One could venture to say, like the song writer some years ago, “I AM WOMAN HEAR ME ROAR”, and speculate whether they could accomplish her persona and fit into her mold. My sisters in Christ I venture to say we can, but only by the grace bestowed on us by our Father. When we enter into a genuine relationship with Him, we are branded as His called and glorious inheritance (Ephesians 1:18).

However, there is a price to be paid and it happens in the crucible of combat. If you’ve ever wondered why the trials seem so severe, or why the enemy is always on your tail? The answer lies in your becoming the priceless ruby God intends. One jewel expert said “One of the most remarkable things about the formation of rubies is that geologists are not sure how it happens. Without question, however, the very existence of rubies is something of a minor geological miracle”. Experts also said “Rubies are a red variety of transparent corundum” and corundum is a rare find. As daughters of the King, we too are rare finds and must carry ourselves as such. We are continuously fashioned on the Potter’s wheel, which at times can be a painful process. To Be Continued…

Priceless Daughters of the King: Part 2

To continue our acknowledgment of who the priceless daughter is, we go center stage with the narrative of one of the King’s priceless gems. As we venture into her life, we are greeted by a happy wife. Her name means attractive, pleasant, and beautiful. When famine came upon the land her husband made the decision to move to Moab. Though this seemed like the perfect place to settle, it was also the place where Naomi suffered significant losses on her journey to becoming priceless, eventually changing her name to Mara (bitter). She suffered the loss of her husband and two sons who were her most prized possessions. These major losses, though they seemed like stumbling blocks, would render her the vessel God would use to win her daughter-in-law Ruth to His kingdom. Ruth’s son would inevitably become part of the lineage of the Messiah Himself. From the beginning, she was a priceless ruby in the making. (Ruth 1-4)

The question is presented to you today: How are you being made in the crucible of events God is utilizing to present you priceless to those watching your journey? Have you suffered major losses? Has illness tried to strip you of your pleasure? Do you feel alone and afraid? Do the negative circumstances seem to outweigh the positive ones? Does your weeping seem to be enduring for more than a night? Do you feel that God has forgotten you? Do the stumbling blocks of life seem overbearing? Do your past wrongs seem like they are dictating your future? Does the price of becoming priceless seem too high to pay? If any or even all these questions have infiltrated your journey, I encourage you today “DON’T QUIT”. No matter how difficult it may seem, you are in the process of becoming a priceless gem in the hands of the Master.
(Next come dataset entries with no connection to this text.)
PR #301, opened 2015-05-25
Some test cleanup

trhoden:
First round of cleanup for tests that I've wanted to do.  Mostly just cleaning up some imports, and renaming some tests to reflect what they actually do.

Added a few new ones for consistency between the CLI commands.

Want to see this run through Tox to see that py26 is okay with my changes.

### DIFF
--- a/ceph_deploy/tests/test_cli_mon.py
+++ b/ceph_deploy/tests/test_cli_mon.py
@@ -1,11 +1,12 @@
 import argparse
 import collections
-import mock
-import pytest
 import subprocess
 
-from ..cli import main
-from .directory import directory
+import pytest
+from mock import Mock, patch, NonCallableMock
+
+from ceph_deploy.cli import _main as main
+from ceph_deploy.tests.directory import directory
 
 
 def test_help(tmpdir, cli):
@@ -45,9 +46,6 @@ def test_bad_no_mon(tmpdir, cli):
     assert err.value.status == 2
 
 
-from mock import Mock, patch
-
-
 def make_fake_connection(platform_information=None):
     get_connection = Mock()
     get_connection.return_value = get_connection
@@ -65,11 +63,11 @@ mon initial members = host1
 """)
 
     ns = argparse.Namespace()
-    ns.pushy = mock.Mock()
-    conn = mock.NonCallableMock(name='PushyClient')
+    ns.pushy = Mock()
+    conn = NonCallableMock(name='PushyClient')
     ns.pushy.return_value = conn
 
-    mock_compiled = collections.defaultdict(mock.Mock)
+    mock_compiled = collections.defaultdict(Mock)
     conn.compile.side_effect = mock_compiled.__getitem__
 
     MON_SECRET = 'AQBWDj5QAP6LHhAAskVBnUkYHJ7eYREmKo5qKA=='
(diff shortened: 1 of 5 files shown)


trhoden:
Not entirely sure what's up with Jenkins here.  I fixed the DNS (for now), which is what caused the first failure.  2nd and 3rd builds were kicked off manually. first one of those hung (don't know why) and I canceled it.  3rd passed just fine.

:shrug:

ceph_deploy/tests/test_cli_mon.py
```diff
@@ -65,11 +63,11 @@ def test_simple(tmpdir, capsys):
 """)
 
     ns = argparse.Namespace()
-    ns.pushy = mock.Mock()
-    conn = mock.NonCallableMock(name='PushyClient')
+    ns.pushy = Mock()
```
alfredodeza: this is a red flag: we are now maintaining tests for libraries that we don't even use anymore (re: pushy)

This test should be removed

ceph_deploy/tests/test_cli_mon.py
```diff
@@ -81,9 +79,9 @@ def _create_mon(cluster, get_monitor_secret):
     fake_ip_addresses = lambda x: ['10.0.0.1']
     try:
         with patch('ceph_deploy.new.net.ip_addresses', fake_ip_addresses):
-            with mock.patch('ceph_deploy.new.net.get_nonlocal_ip', lambda x: '10.0.0.1'):
-                with mock.patch('ceph_deploy.new.arg_validators.Hostname', lambda: lambda x: x):
-                    with mock.patch('ceph_deploy.new.hosts'):
+            with patch('ceph_deploy.new.net.get_nonlocal_ip', lambda x: '10.0.0.1'):
```
alfredodeza: another reason for removal: this nesting is insane. 

Of course I am partly to blame, but these were adapted when poor ceph-deploy didn't have much of tests anyway. The cost of maintenance is far larger than the benefits (for this case and all others that have multiple nested patching)

ceph_deploy/tests/test_cli_mon.py
trhoden: I completely agree.  That's part of my goal for test cleanup here, and one reason why I called it "round one".  haha.  Just wanted to get things into a consistent place first.

Interestingly, I did play with this exact test a bit first, and on first try the things I tried to remove related to mocking the push stuff made things fail (in ways I though weird, given that it doesn't exist).  But I decided I would come back to it later.

ceph_deploy/tests/test_cli_new.py
```diff
@@ -19,6 +21,18 @@ def test_help(tmpdir, cli):
...
 
 
+def test_bad_no_mon(tmpdir, cli):
+    with pytest.raises(cli.Failed) as err:
+        with cli(
+            args=['ceph-deploy', 'new'],
+            stderr=subprocess.PIPE,
+            ) as p:
+            result = p.stderr.read()
+    assert 'usage: ceph-deploy new' in result
```
alfredodeza: multiple assertions in unit tests are not ideal because when it fails, `bad_no_mon` will not map to the exit status or 'too few arguments' or 'usage:'.

If there was a unit test for each (or for all the cases you deem useful) then it would be obvious and succinct:

    TestMonSubcommand::test_not_enough_arguments
    TestMonSubcommand::test_non_zero_exit_status
    TestMonSubcommand::test_show_usage_example

Would make it easy to tell what is going on and to keep the granularity

trhoden: @alfredodeza yeah, good point.  An excellent area to clean up.  I took the multiple asserts directly from the existing tests for ``--help``, e.g. https://github.com/ceph/ceph-deploy/blob/master/ceph_deploy/tests/test_cli_install.py#L11-L13

trhoden:
@alfredodeza One general question -- which of your comments would you like to see addressed before being okay with merging these changes?  I think this will be a long series of changes, and I agree with all of your comments. I just want to bite it off into manageable chunks.  :)

alfredodeza:
@trhoden nothing that you changed here should prevent you from moving forward. Sorry, I should've made it a bit more clear that nothing needed fixing. 
However, I do think that we should just nix the deeply nested tests. Don't fix them. Remove them. If you feel that is terribly cumbersome at the moment, I am OK to revise later.

Very good work here. Thanks so much for the effort!

trhoden:
I have some work queued up that will also modify tests, so I'd like to merge this and rebase on top of it.

PR #302, opened 2015-05-25
[BZ-1221830] radosgw pkg is ceph-radosgw on RPM systems

trhoden:
I incorrectly thought in https://github.com/ceph/ceph-deploy/pull/282 that these changes were no longer needed.

### DIFF
--- a/ceph_deploy/hosts/rhel/uninstall.py
+++ b/ceph_deploy/hosts/rhel/uninstall.py
@@ -7,7 +7,7 @@ def uninstall(conn, purge=False):
         'ceph-common',
         'ceph-mon',
         'ceph-osd',
-        'radosgw'
+        'ceph-radosgw'
         ]
 
     pkg_managers.yum_remove(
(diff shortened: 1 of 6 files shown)


ceph_deploy/hosts/rhel/uninstall.py
```diff
@@ -7,7 +7,7 @@ def uninstall(conn, purge=False):
         'ceph-common',
         'ceph-mon',
         'ceph-osd',
-        'radosgw'
+        'ceph-radosgw'
```
alfredodeza: regardless if this wasn't installed, we are always removing it?

ktdreyer: @alfredodeza that seems ok to me... does it matter?

trhoden: that's what we've been doing for a while.  yum just throws a warnings, but marches on.  I *do* think that a later enhancement we can make, post package-split everywhere, is uninstalling specific packages as well.  Though we should check to see if there is a real usecase for that.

The priceless woman is not priceless because she has acquired power for herself or because she is capable. She is priceless because she has learned, in the fire of being made, how to serve the Lord with all her heart. She has embraced her suffering with strength and dignity. She recognizes she is transparent corundum, a rare find, a woman destined for success and victory. She will say with the psalmist:

 “You made all the delicate, inner parts of my body and knitted me together in my mother’s womb. Thank you for making me so wonderfully complex! Your workmanship is marvelous—how well I know it. You watched me as I was being formed in utter seclusion, as I was woven together in the dark of the womb. You saw me before I was born. Every day of my life was recorded in your book. Every moment was laid out before a single day had passed. How precious are your thoughts about me, O God? They cannot be numbered”! (Psalm 139:13-17)

The clothing depicted in Proverbs 31 equips us to be priceless daughters of the King. We must unite in our pilgrimage to become virtuous women, invaluable rubies who cannot be fathomed and whose depth cannot be measured.